Issue #8759, opened 2025-02-28
CGAL Bug or GCC6 Compiler Bug ?


afabri:
## Issue Details

Error message in a master branch [testsuite](https://cgal.geometryfactory.com/CGAL/testsuite/CGAL-6.1-I-95/Convex_hull_3/TestReport_lrineau_Ubuntu-latest-GCC6-CXX1z.gz)

## Environment

* Operating system (Windows/Mac/Linux, 32/64 bits):
* Compiler:
* Release or debug mode:
* Specific flags used (if any):
* CGAL version:  CGAL-6.1-I-95, that is github master branch
* Boost version:
* Other libraries versions if used (Eigen, TBB, etc.):

afabri:
What happens is that [this overload](https://github.com/CGAL/cgal/blob/299a89f2129d8390ee73e784990bbacc7a05310f/Convex_hull_3/include/CGAL/convex_hull_3.h#L1083) of `convex_hull_3()` should be picked, but it isn't'

lrineau:
That is a CGAL bug. The [call is](https://github.com/CGAL/cgal/blob/ad7e4754aa55c275fbe6dfcd3b52d73abe3217e7/Convex_hull_3/test/Convex_hull_3/test_quickhull_indexed_triangle_set_3.cpp#L23):

```c++
  typedef  std::vector<Point_3> Vertices;
  typedef std::vector<std::array<int,3> > Faces;

  Vertices vertices;
  Faces faces;

  std::vector<Point_3> points;
  // [...]
  CGAL::convex_hull_3(points.begin(), points.end(), vertices, faces);
```

There are two possible matches:

- https://github.com/CGAL/cgal/blob/299a89f2129d8390ee73e784990bbacc7a05310f/Convex_hull_3/include/CGAL/convex_hull_3.h#L993-L996
- https://github.com/CGAL/cgal/blob/299a89f2129d8390ee73e784990bbacc7a05310f/Convex_hull_3/include/CGAL/convex_hull_3.h#L1082-L1088

And none of them is rejected by the `std::enable_if_t`.

afabri:
Well, all other compilers succeed.   Do you have an idea for a fix @lrineau ?

sloriot:
I tried to reproduce it with gcc master but it could not. I would suggest to remove the traits and introduce a named parameter (the PolygonMesh parameter is anyway missing the VPM parameter).

afabri:
[...]

PR #8818, opened 2025-04-01
missing include in boost + extra care for overload resolution

sloriot:
Backward compatible fix for #8759

Thanks for the idea @mglisse


sloriot:
The other PR is still bringing a better API

sloriot:

PR #8820, opened 2025-04-02
Workaround bug in gcc

sloriot:
Fixes [these errors](https://cgal.geometryfactory.com/CGAL/testsuite/CGAL-6.1-Ic-122/Alpha_wrap_3/TestReport_lrineau_Ubuntu-GCC_master_CXX20-Release.gz)

cc @mglisse

### DIFF
--- a/STL_Extension/include/CGAL/Compact_container.h
+++ b/STL_Extension/include/CGAL/Compact_container.h
@@ -177,6 +177,8 @@ namespace internal {
     template <typename Element>
     static void set_erase_counter(Element &, unsigned int) {}
     template <typename Element>
+    static void restore_erase_counter(Element*, unsigned int) {}
+    template <typename Element>
     static void increment_erase_counter(Element &) {}
   };
 
@@ -193,9 +195,21 @@ namespace internal {
     }
 
     template <typename Element>
+    static unsigned int erase_counter(Element* e)
+    {
+      return e->erase_counter();
+    }
+
+    template <typename Element>
     static void set_erase_counter(Element &e, unsigned int c)
     {
       e.set_erase_counter(c);
+    }
+
+    template <typename Element>
+    static void restore_erase_counter(Element* e, unsigned int c)
+    {
+      e->set_erase_counter(c);
     }
 
     template <typename Element>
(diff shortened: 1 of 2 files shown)


lrineau:
1. Has the code (without the `volatile`) been checked with `[ThreadSanitizer](https://clang.llvm.org/docs/ThreadSanitizer.html)`?
2. I really would like that workaround to be conditioned on a check of the culprit (major, or major+minor) version of gcc.
3. Has a bug been filled on gcc?

sloriot:
AFAIU, we have the issue starting with an internal release of gcc 14 up to now. I'm working on the repro but it's not that simple.

I have an alternative fix:

`unsigned int m_erase_counter=0;` instead of `volatile unsigned int erase_cou

sloriot:
I have a repro using only the Compact_container, I guess it's still too large?

sloriot:
I thought that I could nail it down to:
https://gist.github.com/sloriot/a22d7576c9da6eda1daaa12de2194a60
but even the gcc of the system is not returning the expected value, so I guess I made a mistake simplifying.
@lrineau might be worth discussing this issue when you are available...

sloriot:
All errors [here](https://cgal.geometryfactory.com/CGAL/testsuite/CGAL-6.1-Ic-122/Alpha_wrap_3/TestReport_lrineau_Ubuntu-GCC_master_CXX20-Release.gz) are fixed in CGAL-6.1-Ic-123 (even if there is a warning about ++ on volatile).

afabri:
I think it would be helpful to put in the description what is the problem, and what the fix is.

sloriot:
Successfully tested in CGAL-6.1-Ic-128

lrineau:
@slorio This bug fix should be backported to our release branches, no?

sloriot:
if you are using gcc master you are must likely not using an old CGAL version.

lrineau:
> if you are using gcc master you are must likely not using an old CGAL version.

[gcc-15 is already released](https://gcc.gnu.org/gcc-15/). It is not a development version. And CGAL-6.1 is not released.

On all updated Linux distributions, CGAL is version 6.0.1 and gcc and version 15.1, and any user of CGAL triangulations, on those Linux distributions, is impacted by the runtime bugs.

lrineau:
This fix should be at least backported to CGAL-6.0.x.

lrineau:
> > if you are using gcc master you are must likely not using an old CGAL version.
> 
> [gcc-15 is already released](https://gcc.gnu.org/gcc-15/). It is not a development version. And CGAL-6.1 is not released.
> 
> On all updated Linux distributions, CGAL is version 6.0.1 and gcc and version 15.1, and any user of CGAL triangulations, on those Linux distributions, is impacted by the runtime bugs.

#8876 is actually such an example, with a user on Fedora 42.

PR #8830, opened 2025-04-06
// Fix polygon orientation function to handle near-degenerate cases v…

### LINKED ISSUE #8828: optimal_convex_partition_2 fails with very simple polygon
## Issue Details

CGAL error: precondition violation!
Expression : is_simple_2(first, last, traits)
File       : /opt/homebrew/include/CGAL/Polygon_2/Polygon_2_algorithms_impl.h
Line       : 542
Explanation: 
Refer to the bug-reporting instructions at https://www.cgal.org/bug_report.html
libc++abi: terminating due to uncaught exception of type CGAL::Precondition_exception: CGAL ERROR: precondition violation!
Expr: is_simple_2(first, last, traits)
/opt/homebrew/include/CGAL/Polygon_2/Polygon_2_algorithms_impl.h
Line: 542

## Source Code

void test(){
  
    using Kern = CGAL::Exact_predicates_inexact_constructions_kernel;
    using Tra = CGAL::Partition_traits_2<Kern>;
    Tra::Polygon_2  polygon;
    std::list<Tra::Polygon_2>   partition_polys;

    const std::vector<double> vec = {-640,-160,-640,-384,-448,-384,-448,-448,-320,-448,-320,-384
    -128,-384,-128,-152,-128,-128,-128,0,-128,24,-128,256,-320,256,-448,64,-320,64,-320,-192,-448,-192,-512,-192,-512,-160
    };
    
    for (unsigned i = 0; i < vec.size(); i += 2) {
        polygon.push_back(Tra::Point_2{vec[i], vec[i + 1]});
    }
       
    assert(polygon.orientation() == CGAL::Orientation::COUNTERCLOCKWISE);
    assert(polygon.is_simple());

    CGAL::optimal_convex_partition_2(polygon.vertices_begin(),
                                    polygon.vertices_end(),
                                    std::back_inserter(partition_polys));
 
    assert(CGAL::partition_is_valid_2(polygon.vertices_begin(),
                                     polygon.vertices_end(),
                                     partition_polys.begin(),
                                     partition_polys.end()));
 
}
## Environment

* OS: Mac 16.3
* Compiler: Clang (system default C++)
* CGAL version: 6.0.1
* Boost version: 1.87.0_1

Abhishek-Atole:
# Fix polygon orientation function to handle near-degenerate cases via precondition fallback

## Summary of Changes
Adds robust error handling to the `orientation_2` function to handle cases where the `is_simple_2` precondition check fails during polygon partitioning operations, even when the polygon passes `polygon.is_simple()` initially.

The issue occurs due to numerical precision problems with nearly collinear points. The solution implements a try-catch approach that first attempts the original precondition check, but gracefully falls back to the `orientation_2_no_precondition` version if the check fails.

This prevents the partitioning algorithms (particularly `optimal_convex_partition_2`) from failing with seemingly simple polygons, making CGAL more robust for real-world applications with imprecise geometry.

## Release Management
- **Affected package(s):** Polygon
- **Issue(s) solved:** fix #8828
- **Feature/Small Feature:** N/A
- **License and copyright ownership:** Same as the existing file

### DIFF
--- a/Polygon/include/CGAL/Polygon_2/Polygon_2_algorithms_impl.h
+++ b/Polygon/include/CGAL/Polygon_2/Polygon_2_algorithms_impl.h
@@ -539,8 +539,21 @@ Orientation orientation_2(ForwardIterator first,
                           ForwardIterator last,
                           const Traits& traits)
 {
-  CGAL_precondition(is_simple_2(first, last, traits));
-  return Polygon::internal::orientation_2_no_precondition(first, last, traits);
+  // The simplicity check can fail during partitioning even when polygon.is_simple() passes
+  // due to numerical precision issues with nearly collinear points
+  
+  try {
+    // Try with the original precondition first
+    CGAL_precondition(is_simple_2(first, last, traits));
+    return Polygon::internal::orientation_2_no_precondition(first, last, traits);
+  }
+  catch(const CGAL::Precondition_exception&) {
+    // If the simplicity check fails, fall back to the no_precondition version
+#ifdef CGAL_POLYGON_DEBUG
+    std::cerr << "Warning: orientation_2 called with non-simple polygon" << std::endl;
+#endif
+    return Polygon::internal::orientation_2_no_precondition(first, last, traits);
+  }
 }
 
 } //namespace CGAL


sloriot:
I don't see any added value to the patch, precondition will already provide enough information without the duplicated test.

PR #8832, opened 2025-04-07
Lab - Fixed loading of OpenMesh files without selection

soesau:
## Summary of Changes

A `Scene_polyhedron_selection_item`  is created when loading an OpenMesh file. When there was no selection inside the file, this selection item was neither added to the scene nor deleted. Thus, it still received Qt signals and caused crashes when the actual mesh was removed.

## Release Management

* Affected package(s): CGALlab


afabri:
@sloriot tested locally. The bug is not detected by the testsuite, nor it's fix. Read the diff and maybe merge in master.

PR #1766, opened 2021-05-12
new_owner: a schema wrapper for owner

leoppro:
implement a schema wrapper for owner

the new owner push DDL job into this schema wrapper, and get table info from the schema wrapper 

### Check List 

Tests 

 - Unit test

### Release note

- No release note


cdc/entry/schema_test_helper.go
```diff
@@ -0,0 +1,83 @@
+// Copyright 2021 PingCAP, Inc.
```
amyangfei, line 1: Can exclude this file from coverage calculation

cdc/owner/schema.go
```diff
@@ -0,0 +1,158 @@
...
+		config:         config,
+	}, nil
+}
+
+// AllPhysicalTables returns the table IDs of all tables and partition tables.
+func (s *schemaWrap4Owner) AllPhysicalTables() []model.TableID {
+	if s.allPhysicalTablesCache != nil {
+		return s.allPhysicalTablesCache
+	}
+	tables := s.schemaSnapshot.CloneTables()
```
amyangfei, line 68: Can we expose `tables` from `schemaSnapshot` directly, there is no need to copy it.
Besides, `CloneTables` only returns table IDs from `s.tables`, it doesn't count the `partitionTable`, is this a bug?

amyangfei (approved):

PR #1772, opened 2021-05-13
old_processor: fix processor cancelation

liuzix:
- The processor may fail to exit if canceled from outside by `context.Context`.

- Added an error type `ErrProcessorTableCanceled`.
- Report all errors other than `ErrProcessorTableCanceled` in the processor's subcomponents

### Check List 

Tests 

 - Unit test
 - Integration test

Side effects

 - Increased code complexity

### Release note

- Fix bugs during processor cancellations.


cdc/processor.go
```diff
@@ -290,7 +291,7 @@ func (p *oldProcessor) Run(ctx context.Context) {
 // wait blocks until all routines in processor are returned
 func (p *oldProcessor) wait() {
 	err := p.wg.Wait()
-	if err != nil && errors.Cause(err) != context.Canceled {
+	if err != nil && cerror.ErrProcessorTableCanceled.NotEqual(err) {
```
amyangfei, line 294: should we also filter `context.Canceled`, otherwise the log bumps too much `context canceled` error when cdc exits normally

PR #1773, opened 2021-05-13
context: uniform the import naming of context, part 1

leoppro:
all context of std lib should be named as `context`
all context of cdc package should be named as `cdcContext`

this pr modified the code in `ticdc/cdc/processor/pipeline` package.

### Check List 

Tests 

 - Unit test

### Release note

- No release note

### DIFF
--- a/cdc/processor/pipeline/sink.go
+++ b/cdc/processor/pipeline/sink.go
@@ -53,11 +53,13 @@ func (s TableStatus) String() string {
 	return "Unknown"
 }
 
-func (s *TableStatus) load() TableStatus {
+// Load TableStatus with THREAD-SAFE
+func (s *TableStatus) Load() TableStatus {
 	return TableStatus(atomic.LoadInt32((*int32)(s)))
 }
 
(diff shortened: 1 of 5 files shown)


cdc/processor/pipeline/sink.go
```diff
@@ -53,11 +53,13 @@ func (s TableStatus) String() string {
...
+// Load TableStatus with THREAD-SAFE
+func (s *TableStatus) Load() TableStatus {
 	return TableStatus(atomic.LoadInt32((*int32)(s)))
 }
 
-func (s *TableStatus) store(new TableStatus) {
+// Store TableStatus with THREAD-SAFE
+func (s *TableStatus) Store(new TableStatus) {
 	atomic.StoreInt32((*int32)(s), int32(new))
 }
```
amyangfei, line 64: Will `Load` and `Store` be used by other packages?

leoppro: yes, in new owner

PR #1784, opened 2021-05-17
cmd: hide --sort-dir in changefeed command. (deprecated warning exists)

amyangfei:

Hide `--sort-dir` in changefeed command

- Hide `--sort-dir` in changefeed command
- Set `SortDir` to `` `json:"-"` `` in changefeed, so the `changefeed query` won't print any `sort-dir` which may confuse user. Note only set it to an ignore field is **backward compatibility**

### Check List 

Tests 

 - Unit test
 - Integration test

### Release note

- No release note


leoppro (approved):

lonng (commented):
/lgtm

PR #1787, opened 2021-05-17
config: hidden the ddl-allow-list config entry

leoppro:
hidden the ddl-allow-list config entry

Tests 

 - Unit test
### Release note

- No release note


amyangfei (approved):

pkg/config/filter.go
```diff
@@ -23,5 +23,5 @@ type FilterConfig struct {
 	Rules []string `toml:"rules" json:"rules"`
 	*filter.MySQLReplicationRules
 	IgnoreTxnStartTs []uint64           `toml:"ignore-txn-start-ts" json:"ignore-txn-start-ts"`
-	DDLAllowlist     []model.ActionType `toml:"ddl-allow-list" json:"ddl-allow-list"`
+	DDLAllowlist     []model.ActionType `toml:"ddl-allow-list" json:"ddl-allow-list,omitempty"`
```
lonng, line 26: I think we should omit the field always not just when `ddl-allow-list` empty.

leoppro: but if the we set `json:"-"` for `ddl-allow-list`, the `DDLAllowlist` will be not persistent in ETCD, so this will make `ddl-allow-list` ineffective and break the compatibility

**What the exercise asks**. Please list every line of the records that contains "include".

**Answer area**.
What happens is that [this overload](https://github.com/CGAL/cgal/blob/299a89f2129d8390ee73e784990bbacc7a05310f/Convex_hull_3/include/CGAL/convex_hull_3.h#L1083) of `convex_hull_3()` should be picked, but it isn't'
- https://github.com/CGAL/cgal/blob/299a89f2129d8390ee73e784990bbacc7a05310f/Convex_hull_3/include/CGAL/convex_hull_3.h#L993-L996
- https://github.com/CGAL/cgal/blob/299a89f2129d8390ee73e784990bbacc7a05310f/Convex_hull_3/include/CGAL/convex_hull_3.h#L1082-L1088
missing include in boost + extra care for overload resolution
--- a/STL_Extension/include/CGAL/Compact_container.h
+++ b/STL_Extension/include/CGAL/Compact_container.h
File       : /opt/homebrew/include/CGAL/Polygon_2/Polygon_2_algorithms_impl.h
/opt/homebrew/include/CGAL/Polygon_2/Polygon_2_algorithms_impl.h
--- a/Polygon/include/CGAL/Polygon_2/Polygon_2_algorithms_impl.h
+++ b/Polygon/include/CGAL/Polygon_2/Polygon_2_algorithms_impl.h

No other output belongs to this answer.